=== Data for the task ===

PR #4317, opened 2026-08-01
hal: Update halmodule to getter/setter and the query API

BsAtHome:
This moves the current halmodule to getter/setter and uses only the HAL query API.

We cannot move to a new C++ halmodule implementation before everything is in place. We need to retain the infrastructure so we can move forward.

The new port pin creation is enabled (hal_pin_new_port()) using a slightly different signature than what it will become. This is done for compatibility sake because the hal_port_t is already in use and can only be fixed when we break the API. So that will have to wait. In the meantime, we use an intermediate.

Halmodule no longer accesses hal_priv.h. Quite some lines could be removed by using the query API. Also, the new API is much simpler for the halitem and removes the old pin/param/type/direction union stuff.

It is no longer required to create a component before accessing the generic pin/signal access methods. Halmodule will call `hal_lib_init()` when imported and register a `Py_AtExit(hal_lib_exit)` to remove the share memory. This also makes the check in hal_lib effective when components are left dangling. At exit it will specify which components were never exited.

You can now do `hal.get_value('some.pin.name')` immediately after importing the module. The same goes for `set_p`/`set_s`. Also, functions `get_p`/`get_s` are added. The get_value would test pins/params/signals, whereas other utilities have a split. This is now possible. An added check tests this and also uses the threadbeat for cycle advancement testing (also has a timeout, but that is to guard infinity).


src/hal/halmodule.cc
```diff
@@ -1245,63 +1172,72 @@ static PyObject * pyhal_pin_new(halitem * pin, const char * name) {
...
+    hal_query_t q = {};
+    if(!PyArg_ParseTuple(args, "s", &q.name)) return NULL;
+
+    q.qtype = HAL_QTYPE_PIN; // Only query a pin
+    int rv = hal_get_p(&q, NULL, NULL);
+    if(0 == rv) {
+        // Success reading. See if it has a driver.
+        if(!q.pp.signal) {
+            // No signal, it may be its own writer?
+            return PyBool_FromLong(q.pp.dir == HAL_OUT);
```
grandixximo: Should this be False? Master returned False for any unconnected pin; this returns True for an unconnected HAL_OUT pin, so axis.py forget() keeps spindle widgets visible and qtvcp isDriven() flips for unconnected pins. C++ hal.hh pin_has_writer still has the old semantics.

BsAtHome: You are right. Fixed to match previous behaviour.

===
=== Data for the task ===

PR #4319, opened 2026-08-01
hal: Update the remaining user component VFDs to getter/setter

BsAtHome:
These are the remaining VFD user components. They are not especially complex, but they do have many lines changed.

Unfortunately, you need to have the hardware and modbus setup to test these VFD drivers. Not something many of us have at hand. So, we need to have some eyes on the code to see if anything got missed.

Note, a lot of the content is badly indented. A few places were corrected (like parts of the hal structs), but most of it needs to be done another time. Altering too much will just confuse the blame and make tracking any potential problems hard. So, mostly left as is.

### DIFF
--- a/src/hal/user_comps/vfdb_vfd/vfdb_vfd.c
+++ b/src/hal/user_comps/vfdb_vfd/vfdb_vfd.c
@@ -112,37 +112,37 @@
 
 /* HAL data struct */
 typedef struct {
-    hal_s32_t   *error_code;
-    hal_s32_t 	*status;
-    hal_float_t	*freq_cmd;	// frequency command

===
=== Data for the task ===

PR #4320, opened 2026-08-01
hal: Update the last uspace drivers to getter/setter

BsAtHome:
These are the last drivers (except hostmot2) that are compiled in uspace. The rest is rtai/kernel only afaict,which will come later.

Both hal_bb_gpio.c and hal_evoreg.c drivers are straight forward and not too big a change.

===

Look through the listing above. Pick out each line with "done" and copy it.

The new port pin creation is enabled (hal_pin_new_port()) using a slightly different signature than what it will become. This is done for compatibility sake because the hal_port_t is already in use and can only be fixed when we break the API. So that will have to wait. In the meantime, we use an intermediate.
Note, a lot of the content is badly indented. A few places were corrected (like parts of the hal structs), but most of it needs to be done another time. Altering too much will just confuse the blame and make tracking any potential problems hard. So, mostly left as is.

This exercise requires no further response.